Filter these records by the string "sense", copying each line that holds it.

===== Given information

PR #308, opened 2022-09-21
improve(ProviderUtils): Avoid redundant eth_chainId rpc calls

pxrl:
Since ethers v5, all RPC requests have been preceed by an eth_chainId lookup. This is described by ethers as a safety feature to mitigate being "RPC rugged" - i.e. where a wallet silently changes RPC without notifying the provider.

Inspecting the Across logs, eth_chainId is the second-most popular RPC call, after only eth_getLogs. Over the past 30 days, Infura usage has been:

```
   eth_getLogs                264M
   eth_chainId                 30M
   eth_call                    24M
   eth_getTransactionReceipt   11M
   eth_blockNumber              3M
 
   Total                      336M
```

Given that the Across bots maintain a 1:1 relationship between provider instance and back-end RPC provider, there's no obvious way for the chainId to ever change. It's therefore worth considering using StaticJsonRpcProvider instead, since it's intended for exactly this scenario.

It should be noted that the 30 day figures might be lower than normal due to downtime for both Arbitrum Nitro and the merge. In any case, migrating to StaticJsonRpcProvider would reduce total requests by about 9% based on these figures, and would predominantly help reduce latency in the bots.

See also: https://github.com/ethers-io/ethers.js/issues/901

Ref: ACX-67

### DIFF
--- a/src/utils/ProviderUtils.ts
+++ b/src/utils/ProviderUtils.ts
@@ -15,9 +15,13 @@ interface RateLimitTask {
   reject: (err: any) => void;
 }
 
-// This provider is a very small addition to the JsonRpcProvider that ensures that no more than `maxConcurrency`
+// StaticJsonRpcProvider is used in place of JsonRpcProvider to avoid redundant eth_chainId queries prior to each
+// request. This is safe to use when the back-end provider is guaranteed not to change.
+// See https://docs.ethers.io/v5/api/providers/jsonrpc-provider/#StaticJsonRpcProvider
+
+// This provider is a very small addition to the StaticJsonRpcProvider that ensures that no more than `maxConcurrency`
 // requests are ever in flight. It uses the async/queue library to manage this.
-class RateLimitedProvider extends ethers.providers.JsonRpcProvider {
+class RateLimitedProvider extends ethers.providers.StaticJsonRpcProvider {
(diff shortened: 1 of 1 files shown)


nicholaspai (approved):
This change makes a lot of sense, `StaticJsonRpcProvider` is awesome! How do you plan to track network usage post merging this PR to determine its efficacy?

pxrl:
> This change makes a lot of sense, `StaticJsonRpcProvider` is awesome! How do you plan to track network usage post merging this PR to determine its efficacy?

We have reasonably good reporting via Infura so I was planning to keep an eye on the usage dashboard. Alchemy's reporting seems even better and more fine-grained, but we're using them less.

If you have any other suggestions for where else to look then I'm happy to follow up on that too!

==========

» **Exercise answer**
This change makes a lot of sense, `StaticJsonRpcProvider` is awesome! How do you plan to track network usage post merging this PR to determine its efficacy?
> This change makes a lot of sense, `StaticJsonRpcProvider` is awesome! How do you plan to track network usage post merging this PR to determine its efficacy?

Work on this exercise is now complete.